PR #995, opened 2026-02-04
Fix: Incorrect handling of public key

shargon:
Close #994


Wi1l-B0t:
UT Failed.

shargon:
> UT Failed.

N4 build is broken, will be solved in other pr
-------------------------
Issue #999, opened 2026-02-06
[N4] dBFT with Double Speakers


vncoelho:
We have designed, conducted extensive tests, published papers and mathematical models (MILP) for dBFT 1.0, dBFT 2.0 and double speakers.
-------------------------
— Problem statement —
A complete answer reproduces every line of the records in which the word "dBFT" occurs.

— Result of this task —
[N4] dBFT with Double Speakers
We have designed, conducted extensive tests, published papers and mathematical models (MILP) for dBFT 1.0, dBFT 2.0 and double speakers.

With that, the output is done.